- [What to work on]: Whenever a line in the listing contains "changes", copy that line.

- [Data records]:
----------------
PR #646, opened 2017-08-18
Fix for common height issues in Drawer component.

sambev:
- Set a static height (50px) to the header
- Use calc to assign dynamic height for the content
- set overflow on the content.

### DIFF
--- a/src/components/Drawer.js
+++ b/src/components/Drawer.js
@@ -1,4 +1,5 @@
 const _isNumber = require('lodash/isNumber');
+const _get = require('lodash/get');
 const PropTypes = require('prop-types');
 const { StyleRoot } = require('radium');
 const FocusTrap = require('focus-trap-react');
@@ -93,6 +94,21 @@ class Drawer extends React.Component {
----------------
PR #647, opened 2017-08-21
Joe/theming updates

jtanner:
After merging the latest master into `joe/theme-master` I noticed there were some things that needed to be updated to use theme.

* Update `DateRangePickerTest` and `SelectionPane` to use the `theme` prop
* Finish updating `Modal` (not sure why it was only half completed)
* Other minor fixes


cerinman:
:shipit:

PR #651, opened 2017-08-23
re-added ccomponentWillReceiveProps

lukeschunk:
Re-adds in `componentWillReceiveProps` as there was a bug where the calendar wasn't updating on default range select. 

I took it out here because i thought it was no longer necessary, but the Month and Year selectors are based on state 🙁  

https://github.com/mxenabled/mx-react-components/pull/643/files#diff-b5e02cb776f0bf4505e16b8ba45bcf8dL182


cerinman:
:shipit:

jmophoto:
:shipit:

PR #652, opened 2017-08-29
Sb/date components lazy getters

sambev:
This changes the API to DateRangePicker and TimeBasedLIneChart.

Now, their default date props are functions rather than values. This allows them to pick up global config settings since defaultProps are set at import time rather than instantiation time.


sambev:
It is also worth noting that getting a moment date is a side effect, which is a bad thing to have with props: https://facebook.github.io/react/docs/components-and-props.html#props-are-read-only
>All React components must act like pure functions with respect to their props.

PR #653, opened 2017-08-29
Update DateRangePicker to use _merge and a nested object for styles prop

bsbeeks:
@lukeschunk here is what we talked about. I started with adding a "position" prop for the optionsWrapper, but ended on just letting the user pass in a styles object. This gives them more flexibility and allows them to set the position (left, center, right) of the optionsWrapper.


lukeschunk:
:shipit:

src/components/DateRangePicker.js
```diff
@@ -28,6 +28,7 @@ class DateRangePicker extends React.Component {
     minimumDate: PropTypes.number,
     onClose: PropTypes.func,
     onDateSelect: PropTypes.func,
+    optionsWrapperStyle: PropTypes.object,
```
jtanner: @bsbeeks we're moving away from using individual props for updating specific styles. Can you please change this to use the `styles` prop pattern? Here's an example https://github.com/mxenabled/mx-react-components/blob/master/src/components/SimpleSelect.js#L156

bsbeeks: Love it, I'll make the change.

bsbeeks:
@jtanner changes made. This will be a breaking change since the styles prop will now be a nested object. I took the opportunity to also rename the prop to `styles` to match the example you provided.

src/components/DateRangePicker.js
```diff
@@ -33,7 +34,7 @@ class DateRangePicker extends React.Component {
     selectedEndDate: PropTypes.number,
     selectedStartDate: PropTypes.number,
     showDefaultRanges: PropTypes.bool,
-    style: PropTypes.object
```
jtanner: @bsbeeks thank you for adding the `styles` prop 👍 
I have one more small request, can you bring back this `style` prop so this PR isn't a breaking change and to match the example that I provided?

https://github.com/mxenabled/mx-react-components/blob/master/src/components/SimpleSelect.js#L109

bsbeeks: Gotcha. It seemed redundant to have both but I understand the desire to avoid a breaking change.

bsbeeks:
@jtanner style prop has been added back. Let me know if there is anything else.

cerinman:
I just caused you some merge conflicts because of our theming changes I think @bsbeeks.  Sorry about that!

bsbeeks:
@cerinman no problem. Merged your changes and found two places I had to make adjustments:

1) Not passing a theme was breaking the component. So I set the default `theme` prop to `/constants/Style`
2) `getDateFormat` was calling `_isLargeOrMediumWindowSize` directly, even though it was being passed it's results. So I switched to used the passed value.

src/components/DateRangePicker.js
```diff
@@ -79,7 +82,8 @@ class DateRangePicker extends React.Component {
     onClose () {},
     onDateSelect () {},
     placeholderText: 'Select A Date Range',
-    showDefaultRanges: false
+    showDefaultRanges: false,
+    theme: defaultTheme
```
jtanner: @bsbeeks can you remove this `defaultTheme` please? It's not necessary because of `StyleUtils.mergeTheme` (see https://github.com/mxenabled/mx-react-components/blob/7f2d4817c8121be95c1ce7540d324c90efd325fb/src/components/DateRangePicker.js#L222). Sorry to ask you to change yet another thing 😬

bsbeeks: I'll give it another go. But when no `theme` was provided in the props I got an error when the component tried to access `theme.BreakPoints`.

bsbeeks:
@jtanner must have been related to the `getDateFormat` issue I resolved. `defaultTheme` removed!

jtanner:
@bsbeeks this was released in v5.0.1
----------------
- [Written reply]:
This changes the API to DateRangePicker and TimeBasedLIneChart.
@jtanner changes made. This will be a breaking change since the styles prop will now be a nested object. I took the opportunity to also rename the prop to `styles` to match the example you provided.
I just caused you some merge conflicts because of our theming changes I think @bsbeeks.  Sorry about that!
@cerinman no problem. Merged your changes and found two places I had to make adjustments:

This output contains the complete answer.